(Stored data)
########################################
PR #1173, opened 2020-06-21
Document local rules for sbt builds

bjaglin:
Merge only when https://github.com/scalacenter/sbt-scalafix/pull/121 is released

This is the public documentation for https://github.com/scalacenter/sbt-scalafix/pull/100. It's a bit late as I found https://github.com/scalacenter/sbt-scalafix/pull/121 to be key for any non-2.12 project to use it. Since the original PR was not thoroughly reviewed/advertized, I guess it would be nice to iterate on the implementation itself (that we have been using internally with `ScalafixTestkitPlugin` on a multi-project build), as documentation highlights possible improvements & shortcomings.

I decided to create a separate section as a first step, since integrating it in the current tutorial was quite demanding. Depending on the main target for Scalafix rules development (lib or application authors?), this could become the main tutorial.

### DIFF
--- a/docs/developers/local-rules.md
+++ b/docs/developers/local-rules.md
@@ -1,0 +1,212 @@
+---
+id: local-rules
+title: Local rules
+---
+
+If your custom rules only target a single codebase or repository, you can
+define and develop these rules as part of the same sbt build. This way, you do
+not have to version your rules and publish them to a Maven or Ivy repository.
+
+When implementing rules that are very specific to your domain, this strategy
+can be interesting as it allows rules to be added or extended in the same
+change sets as the domain sources they will be run against.
+
+## Prerequisite
+
+Make sure the sbt plugin, as well as the Scala compiler plugin and options [are
+set up correctly](../users/installation.md#sbt).
+
+Although it is possible to define your rules in a Scala binary version that
+does not match your build, it is highly recommended that you align them via:
+
+```diff
+ // build.sbt
++scalafixScalaBinaryVersion in ThisBuild :=
++  CrossVersion.binaryScalaVersion(scalaVersion.value)
+```
+
+> Note that any potential external Scalafix rule, loaded with the
+> `scalafixDependencies` setting key, must be built and published against the
+> same Scala binary version.
+
+## Single-project sbt build
+
+If you do not have any sub-project in your build, custom rules should be
+defined under the Scalafix Ivy configuration sources directory, which by
+default is `src/scalafix/scala`.
+
+```diff
+ repository
+ ├── build.sbt
+ ├── project
+ │   └── plugins.sbt
+ └── src
+     ├── main
+     │   └── ...
+     ├── test
+     │   └── ...
++    └── scalafix
++       ├── resources/META-INF/services
++       │   └── scalafix.v1.Rule // not mandatory, but allows syntax
++       |                        // `MyRule1` over `class:fix.MyRule1`
++       └── scala/fix
++           ├── MyRule1.scala
++           ├── MyRule2.scala
++           └── ...
+```
+
+```diff
+ // build.sbt
++libraryDependencies +=
++  "ch.epfl.scala" %%
++    "scalafix-core" %
++    _root_.scalafix.sbt.BuildInfo.scalafixVersion %
++    ScalafixConfig
+```
+
+```bash
+$ sbt
+> scalafix MyRule1 MyRule2
+```
+
+## Multi-project sbt build
+
+If your build contains several sub-projects, rules can be defined either:
+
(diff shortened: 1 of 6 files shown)


docs/developers/local-rules.md
```diff
@@ -0,0 +1,196 @@
...
++      sourceDirectories.in(`scalafix-input`, Compile).value,
++    scalafixTestkitInputClasspath :=
++      fullClasspath.in(`scalafix-input`, Compile).value,
++    scalafixTestkitInputScalacOptions :=
++      scalacOptions.in(`scalafix-input`, Compile).value,
++    scalafixTestkitInputScalaVersion :=
++      scalaVersion.in(`scalafix-input`, Compile).value
++  )
++  .dependsOn(`scalafix-input`, `scalafix-rules`)
++  .enablePlugins(ScalafixTestkitPlugin)
```
bjaglin, line 195: diff is nice but hard to copy/paste, so I wonder if it's not better to leave it raw when 99% of the things are new, and the snippet is big

docs/developers/local-rules.md
```diff
@@ -0,0 +1,212 @@
...
+```
+
+> Note that any potential external Scalafix rule, loaded with the
+> `scalafixDependencies` setting key, must be built and published against the
+> same Scala binary version.
+
+## Single-project sbt build
+
+If you do not have any sub-project in your build, custom rules should be
+defined under the Scalafix Ivy configuration sources directory, which by
```
bjaglin, line 35: we found this to be a problem with IntelliJ's built-in compiler, as unknown Ivy configurations fallback to `Compile` without any proper eviction. I'll follow up with some notes & recommendations when that's a problem.

docs/developers/local-rules.md
```diff
@@ -0,0 +1,212 @@
...
+
+```diff
+ // build.sbt
+ lazy val service1 = project
++  .settings(
++    libraryDependencies +=
++      "ch.epfl.scala" %%
++        "scalafix-core" %
++        _root_.scalafix.sbt.BuildInfo.scalafixVersion %
++        ScalafixConfig
```
bjaglin, line 122: I guess we could make this automatic, as long as we update https://github.com/scalacenter/sbt-scalafix/blob/60199fdae7bb9c56b9d09969b0889923a6b39108/src/main/scala/scalafix/sbt/ScalafixPlugin.scala#L201-L202 to avoid always invalidating the default tool classpath.

docs/developers/local-rules.md
```diff
@@ -0,0 +1,212 @@
...
++├── scalafix // same source structure as the scalafix.g8 project template
++│   ├── input/src/main/scala/fix
++│   │   ├── Test1.scala
++│   │   ├── Test2.scala
++│   │   └── ...
++│   ├── output/src/main/scala/fix
++│   │   ├── Test1.scala
++│   │   ├── Test2.scala
++│   │   └── ...
++│   ├── rules/src
```
bjaglin, line 151: this could be 
```suggestion
+│   ├── rules/scalafix
```
to potentially benefit from automatic addition of `scalafix-core`, but it would drift from the current template and would make the sbt `dependsOn` more awkward (`scalafix->scalafix`), so I decided to stick to it.

docs/developers/local-rules.md
mlachkar: I think we could have the final file here (instead of the diff). 
By the way, I like your comments/questions you add on your own PR, I find this quite useful and helpful for the review.

docs/developers/local-rules.md
mlachkar: I don't get it. It's normal to add scalafix-core to library dependencies?

bjaglin: It would be OK to add scalafix-core to library dependencies *in the ScalafixConfig* configuration, since anything there is meant to be rules, which require types from there.

Another downside is that it would potentially expose classpath collisions in IntelliJ mentioned in https://github.com/scalacenter/scalafix/pull/1173/files#r443266186 to all plugin users, whether or not they use local rules.

docs/developers/local-rules.md
bjaglin: > By the way, I like your comments/questions you add on your own PR, I find this quite useful and helpful for the review.

Thanks! However, sometimes they give context that should be captured in the git history as a source/commit comment instead, so I am trying to always question them since they can be an anti-pattern for long-term maintainability.

bjaglin:
For information, I am going to write an article on my company's blog https://medium.com/teads-engineering to explain in details our usage Scalafix and this. Maybe this is something we can integrate also, either here or in a 1.0 release post?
########################################
## [What is needed]
Within the data, how many lines hold "either"? Respond with only the number.

## [Answer space]
2